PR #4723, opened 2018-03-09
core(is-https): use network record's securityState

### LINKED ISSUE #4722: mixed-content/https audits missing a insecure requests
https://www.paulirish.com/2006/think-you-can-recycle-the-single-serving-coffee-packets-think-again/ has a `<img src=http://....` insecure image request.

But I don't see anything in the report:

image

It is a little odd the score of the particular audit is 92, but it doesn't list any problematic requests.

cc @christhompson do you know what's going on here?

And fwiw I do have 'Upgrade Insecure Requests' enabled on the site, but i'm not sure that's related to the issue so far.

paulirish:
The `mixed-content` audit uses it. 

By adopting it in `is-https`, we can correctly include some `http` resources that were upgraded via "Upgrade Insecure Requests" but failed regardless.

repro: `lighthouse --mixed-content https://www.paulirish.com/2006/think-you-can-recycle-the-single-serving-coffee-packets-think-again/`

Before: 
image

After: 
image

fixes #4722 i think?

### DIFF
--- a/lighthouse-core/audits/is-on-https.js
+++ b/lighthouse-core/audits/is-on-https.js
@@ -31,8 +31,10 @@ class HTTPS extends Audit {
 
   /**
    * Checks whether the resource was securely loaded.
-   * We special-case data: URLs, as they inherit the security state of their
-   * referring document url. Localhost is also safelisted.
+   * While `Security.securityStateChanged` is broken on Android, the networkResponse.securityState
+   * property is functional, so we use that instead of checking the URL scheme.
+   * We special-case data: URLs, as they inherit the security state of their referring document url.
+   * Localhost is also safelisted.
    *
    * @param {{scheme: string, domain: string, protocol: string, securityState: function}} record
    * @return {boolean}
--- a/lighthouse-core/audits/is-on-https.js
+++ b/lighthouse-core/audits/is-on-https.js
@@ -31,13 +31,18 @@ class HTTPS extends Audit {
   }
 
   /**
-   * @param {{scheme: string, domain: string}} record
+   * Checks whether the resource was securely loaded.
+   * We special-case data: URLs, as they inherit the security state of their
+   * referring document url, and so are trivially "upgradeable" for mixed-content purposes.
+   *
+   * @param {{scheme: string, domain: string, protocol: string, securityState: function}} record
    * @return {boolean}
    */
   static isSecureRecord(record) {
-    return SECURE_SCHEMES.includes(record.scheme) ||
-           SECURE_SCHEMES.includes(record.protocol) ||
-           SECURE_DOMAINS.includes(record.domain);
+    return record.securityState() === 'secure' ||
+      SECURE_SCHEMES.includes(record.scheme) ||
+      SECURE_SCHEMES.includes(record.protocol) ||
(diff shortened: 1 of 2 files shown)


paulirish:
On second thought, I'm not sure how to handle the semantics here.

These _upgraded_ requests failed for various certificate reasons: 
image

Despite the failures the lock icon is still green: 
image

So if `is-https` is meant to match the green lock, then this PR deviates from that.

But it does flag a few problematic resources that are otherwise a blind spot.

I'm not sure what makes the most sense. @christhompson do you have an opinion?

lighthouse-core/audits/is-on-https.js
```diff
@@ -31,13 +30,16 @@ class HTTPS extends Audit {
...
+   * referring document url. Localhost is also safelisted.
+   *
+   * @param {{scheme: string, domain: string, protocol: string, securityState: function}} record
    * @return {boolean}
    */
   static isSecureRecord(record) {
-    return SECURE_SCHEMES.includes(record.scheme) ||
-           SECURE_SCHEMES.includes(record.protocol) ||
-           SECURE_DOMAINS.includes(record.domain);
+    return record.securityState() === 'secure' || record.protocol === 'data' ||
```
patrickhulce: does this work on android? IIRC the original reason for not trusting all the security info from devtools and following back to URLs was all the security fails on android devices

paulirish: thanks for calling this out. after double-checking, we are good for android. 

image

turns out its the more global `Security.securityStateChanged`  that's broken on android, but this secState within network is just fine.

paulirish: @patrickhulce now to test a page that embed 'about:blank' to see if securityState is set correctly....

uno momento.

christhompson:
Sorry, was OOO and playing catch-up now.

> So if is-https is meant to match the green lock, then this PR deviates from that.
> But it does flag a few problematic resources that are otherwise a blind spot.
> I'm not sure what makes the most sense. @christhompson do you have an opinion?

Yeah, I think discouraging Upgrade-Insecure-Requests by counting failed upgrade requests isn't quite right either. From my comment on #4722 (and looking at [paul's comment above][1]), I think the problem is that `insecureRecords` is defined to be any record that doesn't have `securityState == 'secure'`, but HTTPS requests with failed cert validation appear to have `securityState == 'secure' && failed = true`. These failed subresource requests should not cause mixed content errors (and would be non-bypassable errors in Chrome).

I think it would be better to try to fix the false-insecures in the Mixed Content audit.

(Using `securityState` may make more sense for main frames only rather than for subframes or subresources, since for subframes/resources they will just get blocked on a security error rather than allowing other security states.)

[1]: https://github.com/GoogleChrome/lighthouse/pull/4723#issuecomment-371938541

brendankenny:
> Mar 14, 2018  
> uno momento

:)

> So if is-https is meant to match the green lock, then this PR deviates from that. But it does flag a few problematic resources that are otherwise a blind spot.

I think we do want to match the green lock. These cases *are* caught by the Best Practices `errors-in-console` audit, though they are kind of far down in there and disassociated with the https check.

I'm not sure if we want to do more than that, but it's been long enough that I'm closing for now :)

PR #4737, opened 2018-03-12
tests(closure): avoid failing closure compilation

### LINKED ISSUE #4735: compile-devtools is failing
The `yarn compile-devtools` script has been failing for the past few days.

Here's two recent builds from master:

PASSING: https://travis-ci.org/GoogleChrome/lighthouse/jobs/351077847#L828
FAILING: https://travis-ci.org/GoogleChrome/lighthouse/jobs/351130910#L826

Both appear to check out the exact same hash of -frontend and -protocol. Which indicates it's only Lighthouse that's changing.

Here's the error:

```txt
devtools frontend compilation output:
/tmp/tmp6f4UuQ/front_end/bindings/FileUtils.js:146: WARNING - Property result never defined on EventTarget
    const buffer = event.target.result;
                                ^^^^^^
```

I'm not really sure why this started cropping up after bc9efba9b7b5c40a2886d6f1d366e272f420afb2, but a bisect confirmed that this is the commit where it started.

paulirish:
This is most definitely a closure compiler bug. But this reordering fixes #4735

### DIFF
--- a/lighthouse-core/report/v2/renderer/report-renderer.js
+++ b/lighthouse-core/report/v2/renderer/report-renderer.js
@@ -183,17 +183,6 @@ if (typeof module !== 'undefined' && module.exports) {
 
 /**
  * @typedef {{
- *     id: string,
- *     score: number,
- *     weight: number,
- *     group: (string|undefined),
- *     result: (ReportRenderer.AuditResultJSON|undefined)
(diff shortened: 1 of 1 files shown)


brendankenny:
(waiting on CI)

● ● ● ● ●

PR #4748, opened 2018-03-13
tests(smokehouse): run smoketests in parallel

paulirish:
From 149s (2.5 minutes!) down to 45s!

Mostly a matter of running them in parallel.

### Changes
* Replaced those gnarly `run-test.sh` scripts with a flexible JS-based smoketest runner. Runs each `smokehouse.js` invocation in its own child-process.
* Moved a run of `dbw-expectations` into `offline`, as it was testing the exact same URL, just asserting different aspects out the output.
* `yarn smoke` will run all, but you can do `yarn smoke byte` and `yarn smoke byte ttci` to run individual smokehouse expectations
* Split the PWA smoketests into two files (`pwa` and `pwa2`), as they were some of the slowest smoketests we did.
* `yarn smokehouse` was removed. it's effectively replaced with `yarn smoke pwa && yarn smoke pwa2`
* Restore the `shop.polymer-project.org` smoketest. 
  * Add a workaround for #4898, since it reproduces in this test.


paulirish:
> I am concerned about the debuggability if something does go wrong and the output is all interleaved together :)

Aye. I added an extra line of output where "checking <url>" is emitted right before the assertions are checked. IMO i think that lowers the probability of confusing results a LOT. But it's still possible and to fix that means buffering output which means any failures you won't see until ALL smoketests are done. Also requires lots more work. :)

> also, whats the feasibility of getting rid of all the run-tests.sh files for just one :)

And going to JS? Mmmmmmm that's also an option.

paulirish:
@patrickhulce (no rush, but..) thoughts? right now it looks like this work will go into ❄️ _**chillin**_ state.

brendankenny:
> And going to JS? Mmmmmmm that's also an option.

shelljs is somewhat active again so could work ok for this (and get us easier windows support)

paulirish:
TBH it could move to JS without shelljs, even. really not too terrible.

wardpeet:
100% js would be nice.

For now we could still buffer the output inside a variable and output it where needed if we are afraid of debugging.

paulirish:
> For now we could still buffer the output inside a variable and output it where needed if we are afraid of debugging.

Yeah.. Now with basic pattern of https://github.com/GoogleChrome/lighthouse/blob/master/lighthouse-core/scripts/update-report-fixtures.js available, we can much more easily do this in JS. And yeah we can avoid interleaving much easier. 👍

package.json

● ● ● ● ●

Try it => Collect the lines of the data that carry the word "will".

Answer to this exercise =>
(Using `securityState` may make more sense for main frames only rather than for subframes or subresources, since for subframes/resources they will just get blocked on a security error rather than allowing other security states.)
* `yarn smoke` will run all, but you can do `yarn smoke byte` and `yarn smoke byte ttci` to run individual smokehouse expectations
@patrickhulce (no rush, but..) thoughts? right now it looks like this work will go into ❄️ _**chillin**_ state.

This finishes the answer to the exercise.